● **Task instructions**
If a line appears in the data below, it must appear in your answer exactly as given.

Items from a dataset
PR #114, opened 2016-09-20
Perform Flatpak updates according the download-updates setting

joaquimrocha:
Even if there is a download-updates setting, the Flatpak plugins are not
honoring it, meaning that Flatpak updates are always downloaded on
refresh time (and deployed later).

With these changes, the original behavior is still used if the mentioned
setting is true. Otherwise, it shows updates for refs that even if they
do not have downloaded updates and fetch those when the user
deliberately updates the apps.

https://phabricator.endlessm.com/T13407

### DIFF
--- a/src/plugins/gs-flatpak.c
+++ b/src/plugins/gs-flatpak.c
@@ -42,6 +42,7 @@ struct _GsFlatpak {
 	GFileMonitor		*monitor;
 	GsFlatpakScope		 scope;
 	GsPlugin		*plugin;
+	gboolean		 download_updates;
 };
 
 G_DEFINE_TYPE (GsFlatpak, gs_flatpak, G_TYPE_OBJECT)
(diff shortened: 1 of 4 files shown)


src/plugins/gs-plugin-flatpak-user.c
```diff
@@ -39,13 +39,31 @@ struct GsPluginData {
...
 void
 gs_plugin_initialize (GsPlugin *plugin)
 {
 	GsPluginData *priv = gs_plugin_alloc_data (plugin, sizeof(GsPluginData));
+	gboolean download_updates;
+
 	priv->flatpak = gs_flatpak_new (plugin, GS_FLATPAK_SCOPE_USER);
 	priv->settings = g_settings_new ("org.gnome.software");
 
+	gs_flatpak_set_download_updates (priv->flatpak, download_updates);
```
cosimoc: `download_updates` will be uninitialized here as far as I can see

src/plugins/gs-flatpak.c
```diff
@@ -1654,16 +1734,22 @@ gs_flatpak_update_app (GsFlatpak *self,
...
 
 	/* only process this app if was created by this plugin */
 	if (g_strcmp0 (gs_app_get_management_plugin (app),
 		       gs_plugin_get_name (self->plugin)) != 0)
 		return TRUE;
 
+	/* if 'download updates' is enabled, then we just deploy the installed
+	 * updates instead of fetching any eventual new ones */
+	if (self->download_updates)
+		update_flags = FLATPAK_UPDATE_FLAGS_NO_PULL;
```
cosimoc: Use `|=` for future-proofing

src/plugins/gs-flatpak.c
```diff
@@ -653,24 +687,66 @@ gs_flatpak_add_updates (GsFlatpak *self, GsAppList *list,
...
+	if (0&&!flatpak_installation_drop_caches (self->installation,
+						  cancellable,
+						  error)) {
+		return FALSE;
+	}
+
+	if (!gs_flatpak_add_downloaded_updates (self, list, cancellable,
+						error)) {
+		g_debug ("Failed to get downloaded updates: %s",
+			 (*error)->message);
```
cosimoc: `error` may not be set here. I would use a local error and `g_propagate_error()` if you want to print this here.

src/plugins/gs-flatpak.c
```diff
@@ -653,24 +687,66 @@ gs_flatpak_add_updates (GsFlatpak *self, GsAppList *list,
...
+	/* if 'download updates' is enabled, then we just deploy the installed
+	 * updates instead, so we should only show as updatable apps that have
+	 * downloaded updates */
+	if (self->download_updates)
+		return TRUE;
+
+	if (!gs_flatpak_add_available_updates (self, list, cancellable,
+					       error)) {
+		g_debug ("Failed to get available updates: %s",
+			 (*error)->message);
```
cosimoc: Same as above.

src/plugins/gs-flatpak.c
```diff
@@ -653,24 +687,66 @@ gs_flatpak_add_updates (GsFlatpak *self, GsAppList *list,
...
+gboolean
+gs_flatpak_add_updates (GsFlatpak *self, GsAppList *list,
+			GCancellable *cancellable,
+			GError **error)
+{
+	guint i;
+	g_autoptr(GPtrArray) xrefs = NULL;
+
+	/* manually drop the cache */
+	if (0&&!flatpak_installation_drop_caches (self->installation,
```
cosimoc: I know that `0&&` was here already... But is it intended?

src/plugins/gs-flatpak.c
```diff
@@ -653,24 +687,66 @@ gs_flatpak_add_updates (GsFlatpak *self, GsAppList *list,
...
 	return TRUE;
 }
 
+gboolean
+gs_flatpak_add_updates (GsFlatpak *self, GsAppList *list,
+			GCancellable *cancellable,
+			GError **error)
+{
+	guint i;
+	g_autoptr(GPtrArray) xrefs = NULL;
```
cosimoc: These variables look unused here

src/plugins/gs-flatpak.c
```diff
@@ -615,21 +616,54 @@ gs_flatpak_app_install_source (GsFlatpak *self, GsApp *app,
...
+								     error);
+
+	if (xrefs == NULL)
 		return FALSE;
+
+	for (i = 0; i < xrefs->len; i++) {
+		FlatpakInstalledRef *xref = g_ptr_array_index (xrefs, i);
+		g_autoptr(GsApp) app = NULL;
+		g_autoptr(GError) error_local = NULL;
+		g_autoptr(FlatpakInstalledRef) xref2 = NULL;
```
cosimoc: This is unused

src/plugins/gs-flatpak.c
```diff
@@ -2039,3 +2126,10 @@ gs_flatpak_app_is_runtime (GsApp *app)
 {
 	return g_strcmp0 (gs_app_get_flatpak_kind_as_str (app), "runtime") == 0;
 }
+
+void
+gs_flatpak_set_download_updates (GsFlatpak *self,
+				 gboolean download_updates)
+{
+	self->download_updates = download_updates;
```
cosimoc: Is any refresh needed at this point, if you set a different new value?

joaquimrocha: No refresh needs to happen IMO (as it won't really compromise anything: we always check the flag directly before performing ops). In any case a refresh would have to be done from outside this module.

src/plugins/gs-flatpak.c
joaquimrocha: Good question! I'd rather not change that as part of these changes and fix it separately after checking with Richard.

● **Exercise solution**
PR #114, opened 2016-09-20
Perform Flatpak updates according the download-updates setting

joaquimrocha:
Even if there is a download-updates setting, the Flatpak plugins are not
honoring it, meaning that Flatpak updates are always downloaded on
refresh time (and deployed later).

With these changes, the original behavior is still used if the mentioned
setting is true. Otherwise, it shows updates for refs that even if they
do not have downloaded updates and fetch those when the user
deliberately updates the apps.

https://phabricator.endlessm.com/T13407

### DIFF
--- a/src/plugins/gs-flatpak.c
+++ b/src/plugins/gs-flatpak.c
@@ -42,6 +42,7 @@ struct _GsFlatpak {
 	GFileMonitor		*monitor;
 	GsFlatpakScope		 scope;
 	GsPlugin		*plugin;
+	gboolean		 download_updates;
 };
 
 G_DEFINE_TYPE (GsFlatpak, gs_flatpak, G_TYPE_OBJECT)
(diff shortened: 1 of 4 files shown)


src/plugins/gs-plugin-flatpak-user.c
```diff
@@ -39,13 +39,31 @@ struct GsPluginData {
...
 void
 gs_plugin_initialize (GsPlugin *plugin)
 {
 	GsPluginData *priv = gs_plugin_alloc_data (plugin, sizeof(GsPluginData));
+	gboolean download_updates;
+
 	priv->flatpak = gs_flatpak_new (plugin, GS_FLATPAK_SCOPE_USER);
 	priv->settings = g_settings_new ("org.gnome.software");
 
+	gs_flatpak_set_download_updates (priv->flatpak, download_updates);
```
cosimoc: `download_updates` will be uninitialized here as far as I can see

src/plugins/gs-flatpak.c
```diff
@@ -1654,16 +1734,22 @@ gs_flatpak_update_app (GsFlatpak *self,
...
 
 	/* only process this app if was created by this plugin */
 	if (g_strcmp0 (gs_app_get_management_plugin (app),
 		       gs_plugin_get_name (self->plugin)) != 0)
 		return TRUE;
 
+	/* if 'download updates' is enabled, then we just deploy the installed
+	 * updates instead of fetching any eventual new ones */
+	if (self->download_updates)
+		update_flags = FLATPAK_UPDATE_FLAGS_NO_PULL;
```
cosimoc: Use `|=` for future-proofing

src/plugins/gs-flatpak.c
```diff
@@ -653,24 +687,66 @@ gs_flatpak_add_updates (GsFlatpak *self, GsAppList *list,
...
+	if (0&&!flatpak_installation_drop_caches (self->installation,
+						  cancellable,
+						  error)) {
+		return FALSE;
+	}
+
+	if (!gs_flatpak_add_downloaded_updates (self, list, cancellable,
+						error)) {
+		g_debug ("Failed to get downloaded updates: %s",
+			 (*error)->message);
```
cosimoc: `error` may not be set here. I would use a local error and `g_propagate_error()` if you want to print this here.

src/plugins/gs-flatpak.c
```diff
@@ -653,24 +687,66 @@ gs_flatpak_add_updates (GsFlatpak *self, GsAppList *list,
...
+	/* if 'download updates' is enabled, then we just deploy the installed
+	 * updates instead, so we should only show as updatable apps that have
+	 * downloaded updates */
+	if (self->download_updates)
+		return TRUE;
+
+	if (!gs_flatpak_add_available_updates (self, list, cancellable,
+					       error)) {
+		g_debug ("Failed to get available updates: %s",
+			 (*error)->message);
```
cosimoc: Same as above.

src/plugins/gs-flatpak.c
```diff
@@ -653,24 +687,66 @@ gs_flatpak_add_updates (GsFlatpak *self, GsAppList *list,
...
+gboolean
+gs_flatpak_add_updates (GsFlatpak *self, GsAppList *list,
+			GCancellable *cancellable,
+			GError **error)
+{
+	guint i;
+	g_autoptr(GPtrArray) xrefs = NULL;
+
+	/* manually drop the cache */
+	if (0&&!flatpak_installation_drop_caches (self->installation,
```
cosimoc: I know that `0&&` was here already... But is it intended?

src/plugins/gs-flatpak.c
```diff
@@ -653,24 +687,66 @@ gs_flatpak_add_updates (GsFlatpak *self, GsAppList *list,
...
 	return TRUE;
 }
 
+gboolean
+gs_flatpak_add_updates (GsFlatpak *self, GsAppList *list,
+			GCancellable *cancellable,
+			GError **error)
+{
+	guint i;
+	g_autoptr(GPtrArray) xrefs = NULL;
```
cosimoc: These variables look unused here

src/plugins/gs-flatpak.c
```diff
@@ -615,21 +616,54 @@ gs_flatpak_app_install_source (GsFlatpak *self, GsApp *app,
...
+								     error);
+
+	if (xrefs == NULL)
 		return FALSE;
+
+	for (i = 0; i < xrefs->len; i++) {
+		FlatpakInstalledRef *xref = g_ptr_array_index (xrefs, i);
+		g_autoptr(GsApp) app = NULL;
+		g_autoptr(GError) error_local = NULL;
+		g_autoptr(FlatpakInstalledRef) xref2 = NULL;
```
cosimoc: This is unused

src/plugins/gs-flatpak.c
```diff
@@ -2039,3 +2126,10 @@ gs_flatpak_app_is_runtime (GsApp *app)
 {
 	return g_strcmp0 (gs_app_get_flatpak_kind_as_str (app), "runtime") == 0;
 }
+
+void
+gs_flatpak_set_download_updates (GsFlatpak *self,
+				 gboolean download_updates)
+{
+	self->download_updates = download_updates;
```
cosimoc: Is any refresh needed at this point, if you set a different new value?

joaquimrocha: No refresh needs to happen IMO (as it won't really compromise anything: we always check the flag directly before performing ops). In any case a refresh would have to be done from outside this module.

src/plugins/gs-flatpak.c
joaquimrocha: Good question! I'd rather not change that as part of these changes and fix it separately after checking with Richard.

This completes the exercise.